TASK GOAL
In the entries below, find every line with "platform" and copy it.

Stored data:
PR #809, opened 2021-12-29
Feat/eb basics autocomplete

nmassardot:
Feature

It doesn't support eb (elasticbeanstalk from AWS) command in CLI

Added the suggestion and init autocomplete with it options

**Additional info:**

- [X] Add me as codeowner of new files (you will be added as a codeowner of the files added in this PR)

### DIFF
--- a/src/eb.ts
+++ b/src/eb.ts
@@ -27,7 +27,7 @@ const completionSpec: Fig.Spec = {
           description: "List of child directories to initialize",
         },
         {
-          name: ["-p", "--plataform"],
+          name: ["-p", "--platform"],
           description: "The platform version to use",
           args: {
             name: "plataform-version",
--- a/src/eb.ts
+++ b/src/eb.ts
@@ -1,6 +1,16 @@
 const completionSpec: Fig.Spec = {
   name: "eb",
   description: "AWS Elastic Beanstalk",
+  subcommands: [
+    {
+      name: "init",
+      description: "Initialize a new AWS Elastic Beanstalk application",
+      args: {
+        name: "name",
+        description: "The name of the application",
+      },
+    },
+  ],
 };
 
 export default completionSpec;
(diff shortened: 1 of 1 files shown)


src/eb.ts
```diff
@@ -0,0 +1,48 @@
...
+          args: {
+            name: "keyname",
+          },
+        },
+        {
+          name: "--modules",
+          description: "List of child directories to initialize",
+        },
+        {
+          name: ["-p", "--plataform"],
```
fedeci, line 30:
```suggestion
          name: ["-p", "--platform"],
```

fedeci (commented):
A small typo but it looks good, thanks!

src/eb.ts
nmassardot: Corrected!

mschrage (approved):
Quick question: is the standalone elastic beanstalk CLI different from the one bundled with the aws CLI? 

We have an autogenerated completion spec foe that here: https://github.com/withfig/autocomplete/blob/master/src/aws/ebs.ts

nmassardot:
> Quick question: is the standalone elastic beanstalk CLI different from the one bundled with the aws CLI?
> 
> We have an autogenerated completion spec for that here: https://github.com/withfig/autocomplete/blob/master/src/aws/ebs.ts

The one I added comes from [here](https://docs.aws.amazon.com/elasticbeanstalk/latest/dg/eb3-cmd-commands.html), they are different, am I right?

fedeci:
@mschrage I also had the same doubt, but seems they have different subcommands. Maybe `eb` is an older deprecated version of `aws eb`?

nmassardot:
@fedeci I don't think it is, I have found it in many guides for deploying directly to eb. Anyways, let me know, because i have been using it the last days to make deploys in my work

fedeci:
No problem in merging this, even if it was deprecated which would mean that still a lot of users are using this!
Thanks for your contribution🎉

SOLUTION BELOW
+          name: ["-p", "--platform"],
           description: "The platform version to use",
          name: ["-p", "--platform"],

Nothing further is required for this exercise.